After again, manually simplifying this code we get this:
Third stage payload after simplifying it.
The sophistication of the attack escalates further with its reliance on fileless execution Instead of the traditional file-based execution, allowing it to bypass modern EDR solutions.
It dynamically allocates memory within the current process and transfers the decoded payload into this space. Utilizing the Windows API via the ctypes module, it manipulates system memory to create an executable thread directly within the memory, circumventing traditional disk-based detection mechanisms. This fileless execution approach is particularly concerning as it leaves no trace on the hard drive, posing a significant challenge for conventional security tools to detect and mitigate.
Given the multi-staged nature of this attack, it is extremely challenging to identify the malicious intent of the package through static analysis alone, even with the aid of machine learning. For such cases, advanced dynamic solutions are necessary alongside static methods to effectively detect such sophisticated threats.
We have yet to fully determine the end goal of this package.
The "easyhttprequest" Mysterious Package, Exploiting the Shadow of a Popular Project
easyhttprequest attack flow
The easyhttprequest Python package employs a deceptive technique by overriding the standard installation process with a custom PostInstall class embedded within its setup.py script.

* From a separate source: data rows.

PR #713, opened 2025-07-24
Connectors' number of PowerConnection upadted in _to_exerpy

sertomas:
The _to_exerpy function in the PowerConnection class now assigns the correct number to each connector, considering the other connections of PowerBus, Compressor, Pump or Turbine classes.


fwitte:
Hi @sertomas 

thank you for the PR, I merged it and published a release.

Best

PR #774, opened 2025-09-18
Fix scaling issues for humid air

fwitte:
Currently there is a persisting issue with calculations at saturation, because it is not possible to calculate with partial pressure of water at temperature, when it corresponds to the saturation pressure of that temperature. Checking for saturation before with sufficient precision is now done based on relative deviation.

When taking bigger steps in change of liquid phase the temperature tends to either go towards 0 °C or critical point temperature. Here the derivatives will become zero because the change of enthalpy then does not affect calculated temperature and/or liquid mass fraction anymore. Ideally, a way to relax the equation can be found.


fwitte:
The tests here are only failing due to a broken link in the docs (which might go online soon again). Therefore I will merge.

PR #3, opened 2026-04-25
Harden sweep close safety

stainlu:
## Summary
- make review shards proposal-only and keep apply-existing as the only close path
- block protected-label items from normal planning and from apply-time closes
- add runtime decision validation for schema shape, evidence, close comments, close reason/type combos, and implemented-on-main source evidence
- reduce review job credential exposure, pin Codex, and upload only review markdown artifacts

## Verification
- npm run check


steipete (changes requested):
Codex review found one small docs mismatch before this lands. The code path now intentionally removes `OPENAI_API_KEY` / `CODEX_API_KEY` from the `codex exec` environment and the workflow no longer passes those env vars into the review step, but README still says the workflow "passes `CODEX_API_KEY` to `codex exec`". Please update that setup paragraph to match the new login-only flow.\n\nVerification on a current-main merge with 601d8b04: `npm ci && npm run check` passes.

steipete (approved):
Codex re-review: requested README auth wording is fixed. Verified on a current-main merge (`93c298d7`) with `npm ci && npm run check`; green.

PR #5, opened 2026-04-25
Retry transient GitHub API failures

stainlu:
## Summary
- classify GitHub failures as throttle vs transient vs non-retryable
- keep the existing long backoff and throttle heartbeat path for secondary/rate limits
- add shorter retries for transient GitHub API/network failures such as unexpected EOF, connection resets, gateway errors, and temporary timeouts
- document the transient retry behavior in the workflow overview

## Verification
- npm run check
- npm run reconcile -- --dry-run

## Dry-run evidence
During the reconcile dry run, the scanner hit a transient failure on page 62 and recovered instead of crashing:

```text
Transient GitHub API failure; retrying gh api repos/openclaw/openclaw/issues?state=open&sort=created&direction=asc&per_page=100&page=62 in 2s
```

The dry run then completed successfully with 9,903 open items seen across 100 scanned pages.


steipete:
Landed this on main as 41c353a8 with the conflict resolved and the retry classifier tightened. I kept the transient retry behavior, preserved author credit, and added a regression so a non-retryable error on a path like /issues/502/comments is not misclassified as a 502 gateway retry.\n\nVerified with npm run check.

PR #6, opened 2026-04-25
fix: isolate Codex home for local review runs

ZHOUKAILIAN:
## Summary
- isolate the Codex child process from user-level `~/.codex` skills and AGENTS baggage during ClawSweeper review runs
- keep only `auth.json` and `config.toml` in a temporary minimal `.codex` home for the spawned Codex process
- avoid secondary crashes when `spawnSync` returns missing stdout/stderr by using a safe output tail helper
- add regression tests for both behaviors

## Why
Local review runs were failing for two separate reasons:
1. ClawSweeper could crash on `undefined.slice(...)` when Codex process output was missing on failure paths.
2. The spawned `codex exec` inherited the user's full `~/.codex` environment, which could load personal AGENTS / superpowers skills and significantly distort or slow local review behavior compared with CI.

This change makes local review execution more stable and closer to CI by isolating the spawned Codex environment while preserving the auth/config it still needs.

## Verification
- `npm run check`
- local smoke run:
  - `node dist/clawsweeper.js review --openclaw-dir ../openclaw --item-number 45049 --batch-size 1 --max-pages 1 --codex-timeout-ms 120000`

### DIFF
--- a/src/clawsweeper.ts
+++ b/src/clawsweeper.ts
@@ -5,13 +5,16 @@ import {
   chmodSync,
   existsSync,
   mkdirSync,
+  mkdtempSync,
   readFileSync,
   readdirSync,
   renameSync,
+  rmSync,
   statSync,
   unlinkSync,
   writeFileSync,
 } from "node:fs";
+import { tmpdir } from "node:os";
 import { basename, dirname, join, relative, resolve } from "node:path";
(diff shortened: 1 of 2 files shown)


ZHOUKAILIAN:
Closing this in favor of #7, which keeps only the narrow undefined.slice crash fix.

PR #7, opened 2026-04-25
fix: guard missing Codex process output

ZHOUKAILIAN:
## Summary
- add a `safeOutputTail` helper for Codex child-process output
- avoid calling `.slice(...)` on missing `stdout`/`stderr` in ClawSweeper review failures
- add a regression test covering missing process output

## Why
Local review runs could crash while formatting Codex failure details if `spawnSync` returned missing `stdout` or `stderr`. That secondary crash hides the real Codex failure and breaks review artifact generation.

## Verification
- `npm run check`


steipete:
Thanks!

PR #27, opened 2026-05-01
Normalize repository profile lookup

xthunder0:
## Summary

- Normalize each configured `targetRepo` during `repositoryProfileFor()` lookup so mixed-case profile entries match normalized input.
- Add regression coverage for mixed-case caller input and mixed-case configured profile entries.

## Context

This routes the downstream stop-gap from cloverthe-ai/clover-sweeper#16 upstream for cloverthe-ai/clover-sweeper#15. The latent bug is that lookup normalized only the caller input, then compared it against raw `candidate.targetRepo`, so a mixed-case profile entry could fail to match itself and produce an unsupported-repo error that listed the same repo as known.

Once this lands upstream, the downstream patch can be retired on the next clover-sweeper re-vendor cycle.

## Verification

- `pnpm run build && node --test test/repository-profiles.test.ts`
- `pnpm run check`

Note: both checks ran on this machine with Node v22.22.1, which emits the repo's existing `>=24` engine warning. No live sweep/apply/close commands were run.

### DIFF
--- a/CHANGELOG.md
+++ b/CHANGELOG.md
@@ -72,6 +72,8 @@ checkpoint, and status-only commits are intentionally omitted.
   `docs.openclaw.ai` links where appropriate.
 - Clarified `incoherent` close-reason wording so rendered reports no longer
   collide with `not_actionable_in_repo` (#29). Thanks @xthunder0.
+- Normalized repository profile lookup against configured target repos so
+  mixed-case profile entries resolve correctly (#27). Thanks @xthunder0.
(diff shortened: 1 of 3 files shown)


steipete:
Landed via temp rebase onto main.

- Gate: pnpm run check
- Land commit: 01c6097002d1c84fa76e9fe0d60f6e475ec4665b
- Merge commit: 62e607cbb875cfde12974714a73891482fac650d

Thanks @xthunder0!

PR #33, opened 2026-05-03
profiles: add iambuddy829-del/harnes target (private adopter)

iambuddy829-del:
## Summary

Adds a fourth `RepositoryProfile` so ClawSweeper can review and (with App + labels) auto-merge trusted PRs on `iambuddy829-del/harnes`.

## Context

I'm adopting OpenClaw + Codex-CLI to manage Harnes, a defensive audit/readiness harness for our CanTime ops Mac. Codex-generated PRs land there frequently and currently get manually reviewed. The goal of adopting ClawSweeper is to gate those trusted PRs through the same exact-head review + bounded autofix/automerge loop you already run for `openclaw/openclaw`.

## Profile choice

Mirrors the `openclaw/clawsweeper` self-review profile (most conservative):

- `pull_request` close rules limited to `["implemented_on_main"]`
- `issue` close rules empty (no auto-close at all)
- No `docsUrl` / `communityUrl` (private project, no public docs)

## Open question for maintainers

Would you prefer a config-driven approach — e.g. a `CLAWSWEEPER_EXTRA_PROFILES_PATH` env var pointing to a JSON file — so external adopters can self-onboard without an upstream PR per repo? Happy to refactor along that line if it fits your roadmap better.

If you'd rather keep `REPOSITORY_PROFILES` as the canonical curated list, this PR adds Harnes as a maintainer-blessed entry (same model as the three existing profiles).

## Test plan

- [x] TypeScript shape compliant (`RepositoryProfile` interface satisfied)
- [x] Existing `test/repository-profiles.test.ts` still green (uses `REPOSITORY_PROFILES[0]` — unchanged)
- [ ] Maintainers: full `pnpm test` + `pnpm build:all` per CI

🤖 Generated with [Claude Code](https://claude.com/claude-code)

PR #37, opened 2026-05-04
feat: support external repository profiles

stainlu:
## Summary
- Add a guarded external repository profile loader for ClawSweeper operators.
- Keep built-in OpenClaw profiles curated in source while allowing external adopters to configure review targets via `CLAWSWEEPER_EXTRA_PROFILES_JSON` or local `CLAWSWEEPER_EXTRA_PROFILES_PATH`.
- Keep the external profile apply surface conservative: issue auto-close is always disabled, and pull-request auto-close may only opt into `implemented_on_main`.

## Why
ClawSweeper is starting to get adopter profile PRs for private or external repositories, for example https://github.com/openclaw/clawsweeper/pull/33. Those are policy-heavy and do not scale well as upstream source changes. A config-backed profile surface lets external users self-onboard without adding one-off private targets to the curated upstream profile list.

## What Changed
- Split built-in profiles from the merged runtime profile list.
- Parse and validate extra profile JSON with duplicate target/slug protection.
- Pass `CLAWSWEEPER_EXTRA_PROFILES_JSON` from GitHub repository variables into the sweep and commit-review workflows.
- Document the external profile contract in the README.
- Add focused coverage for defaults, allowed PR close policy, rejected issue close policy, and duplicate built-in targets.

## Safety
- External profiles cannot override built-in OpenClaw targets.
- External profiles cannot enable issue auto-close.
- External PR close rules are limited to `implemented_on_main` only.
- Unknown JSON keys fail closed instead of being ignored.

## Verification
- `pnpm run build`
- `node --test test/repository-profiles.test.ts`
- `pnpm run lint:src`
- `pnpm run format:check`
- `git diff --check -- src/repository-profiles.ts test/repository-profiles.test.ts README.md .github/workflows/sweep.yml .github/workflows/commit-review.yml`

`pnpm run check` was also attempted locally. It passed build, lint, unit tests, and most repair tests, then hit the existing local Node 22 notifier-test cancellation in `test/repair/notify-events.test.ts` and `test/repair/notify-github-activity.test.ts`. This repo declares Node >=24; the local host only has Node v22.22.0.


steipete:
Thanks for putting this together. The config-backed profile idea is reasonable for self-hosted ClawSweeper deployments, but we do not want the upstream/OpenClaw-hosted instance to look like a free third-party review service. External projects should fork/deploy ClawSweeper in their own org and configure their own targets there, rather than asking OpenClaw to run reviews for them.

I clarified that boundary in the README on main: https://github.com/openclaw/clawsweeper/commit/20ed692452

Closing this PR so we do not add an upstream external-target surface right now. The useful part of the direction is preserved as guidance for self-hosting, and we can revisit a self-hosting-specific config surface later if there is a concrete operator need.

PR #42, opened 2026-05-05
perf: reduce live worker capacity probes

stainlu:
Reduces repair live-capacity GitHub Actions API probes by fetching recent workflow runs once and filtering active statuses locally. Also avoids an immediate duplicate capacity probe in the wait-for-capacity dispatch loop.\n\nValidation: build:repair, focused live-worker-capacity test, targeted oxlint, targeted oxfmt, git diff --check. Direct build in this checkout is blocked by non-writable generated dist files, so validation ran in /private/tmp/clawsweeper-perf-build.

### DIFF
--- a/CHANGELOG.md
+++ b/CHANGELOG.md
@@ -28,6 +28,9 @@ checkpoint, and status-only commits are intentionally omitted.
 - Fixed live worker scheduling to filter GitHub Actions runs through supported
   `workflowName` JSON fields instead of silently falling back to zero active
   workers when `gh run list --workflow` is unavailable.
+- Reduced repair live-capacity polling from one GitHub Actions API request per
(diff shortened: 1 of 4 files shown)


steipete:
This optimization is still directionally useful for rate-limit pressure, but the branch is dirty against current `main`. Please rebase before review/landing.

During the refresh, make sure it composes with the current workflow-active-run fixes on main: live worker/run counting should use supported GitHub data and local filtering, not unsupported `gh run list --workflow` / status-flag fallbacks. After rebase, please rerun `pnpm run check`.

stainlu:
Rebased on current main and reran `pnpm run check` under Node 24. This now uses the workflow-runs API with local active-status/prefix filtering and avoids the duplicate dispatch capacity probe.

PR #43, opened 2026-05-05
perf: cache comment router label lookups

stainlu:
Caches comment-router open-label issue lookups per process so autofix/automerge durable comment discovery and command synthesis do not repeat identical GitHub searches. Validation: build:repair, comment-router-core test, targeted oxlint, targeted oxfmt, git diff --check.

### DIFF
--- a/CHANGELOG.md
+++ b/CHANGELOG.md
@@ -28,6 +28,8 @@ checkpoint, and status-only commits are intentionally omitted.
 - Fixed live worker scheduling to filter GitHub Actions runs through supported
   `workflowName` JSON fields instead of silently falling back to zero active
   workers when `gh run list --workflow` is unavailable.
+- Cached comment-router open-label issue lookups per run so repair-loop comment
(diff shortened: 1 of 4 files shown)


steipete:
The label-lookup cache is a small, sensible reduction in repeated GitHub calls, but the branch is dirty against current `main`. Please rebase and rerun `pnpm run check` before this can land.

The important behavior to preserve is per-process caching with copied return arrays, so callers cannot mutate cached state between lookups.

stainlu:
Rebased on current main and reran `pnpm run check` under Node 24. The cache still returns copied arrays so callers cannot mutate cached label-number state.

steipete:
Landed this manually after resolving the shared `CHANGELOG.md` conflict from the capacity-probe PR. The implementation and regression test stayed intact.

Landed on `main`: https://github.com/openclaw/clawsweeper/commit/ec1ea902a3

Thanks @stainlu.

PR #45, opened 2026-05-05
perf: cache review prompt assets

stainlu:
## Summary
- cache the static review prompt and decision schema lazily within each ClawSweeper process
- reuse cached bytes for review policy hashing, item prompt rendering, and the check command
- keep the schema path passed to Codex stable

## Validation
- pnpm run build
- node --test test/clawsweeper.test.ts
- pnpm run lint:src
- pnpm run lint:scripts
- pnpm run format:check
- git diff --check

### DIFF
--- a/CHANGELOG.md
+++ b/CHANGELOG.md
@@ -100,6 +100,8 @@ checkpoint, and status-only commits are intentionally omitted.
   commit lists no longer process entries that are omitted from Codex input.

This class is meticulously mapped to the "install" command in the cmdclass dictionary and is designed to execute additional code when the package is installed using the setup.py install command.
Upon installation, the package's first move is to clone a GitHub repository (isaaknikolaev/PySocks) into a temporary directory on the user's system, creating a folder named "PySocks.”
This repository is in fact a fork of the vastly popular "Anorov/PySocks" repository, whose corresponding Python package "pysocks" boasts millions of weekly downloads. This tactic of riding off the reputation of a renowned project is a calculated move to cloak the package's true intent under the guise of a trustworthy source, enhancing its chances of evading detection.
This cloning occurs regardless of the operating system. However, the script includes a condition specifically for Windows systems, where it installs an additional Python package, dulwich (a package used for interacting with Git repositories)
Upon cloning the repository, the package checks the latest commit message for a particular trigger string (uJq93k8bmm7KqjL). If this string is present, the script removes the trigger string, decodes the remaining message, and proceeds to execute the remaining part of the commit message, which is encoded in Base64. This execution step is where the potential for running malicious code lies.
At the time of discovery, no malicious content was found in the commit message of the cloned repository. This could indicate that either the package was intercepted and sanitized before the attacker could deploy their intended malicious code, or the harmful content was never committed. Nevertheless, the structure of the package indicates a clear intent for malicious use, showcasing a sophisticated method of hiding and executing potentially harmful code through a seemingly innocent package installation.